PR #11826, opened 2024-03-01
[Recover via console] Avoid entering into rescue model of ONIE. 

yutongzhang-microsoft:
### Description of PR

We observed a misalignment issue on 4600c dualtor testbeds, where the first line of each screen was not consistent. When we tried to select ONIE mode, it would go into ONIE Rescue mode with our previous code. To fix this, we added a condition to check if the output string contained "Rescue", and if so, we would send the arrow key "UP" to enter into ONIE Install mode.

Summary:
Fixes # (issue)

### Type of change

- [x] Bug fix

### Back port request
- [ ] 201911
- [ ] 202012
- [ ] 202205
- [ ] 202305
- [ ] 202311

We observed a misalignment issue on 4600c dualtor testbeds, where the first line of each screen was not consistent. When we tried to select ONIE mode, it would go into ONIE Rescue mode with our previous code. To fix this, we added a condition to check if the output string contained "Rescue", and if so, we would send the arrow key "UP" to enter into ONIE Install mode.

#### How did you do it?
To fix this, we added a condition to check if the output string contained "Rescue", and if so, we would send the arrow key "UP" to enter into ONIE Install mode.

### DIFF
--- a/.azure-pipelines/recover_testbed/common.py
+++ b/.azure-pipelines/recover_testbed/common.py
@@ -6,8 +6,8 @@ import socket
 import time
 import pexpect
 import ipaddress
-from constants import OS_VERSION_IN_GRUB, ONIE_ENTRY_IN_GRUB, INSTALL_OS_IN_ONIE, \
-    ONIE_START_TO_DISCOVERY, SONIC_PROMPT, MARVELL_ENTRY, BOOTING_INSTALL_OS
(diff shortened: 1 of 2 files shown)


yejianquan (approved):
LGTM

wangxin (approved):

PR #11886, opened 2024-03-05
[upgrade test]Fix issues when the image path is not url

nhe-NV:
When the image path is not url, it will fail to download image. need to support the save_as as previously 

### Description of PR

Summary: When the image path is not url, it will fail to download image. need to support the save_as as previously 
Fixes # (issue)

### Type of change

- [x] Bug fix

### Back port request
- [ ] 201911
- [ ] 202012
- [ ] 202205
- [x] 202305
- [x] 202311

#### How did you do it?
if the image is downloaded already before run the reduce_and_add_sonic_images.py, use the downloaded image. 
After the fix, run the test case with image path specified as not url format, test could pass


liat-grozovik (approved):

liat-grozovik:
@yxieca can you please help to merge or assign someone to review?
·····
> **PROBLEM STATEMENT**:
Search the data above for the string "azure" and copy each line that has it.

> **ANSWER TO THE PROBLEM**:
--- a/.azure-pipelines/recover_testbed/common.py
+++ b/.azure-pipelines/recover_testbed/common.py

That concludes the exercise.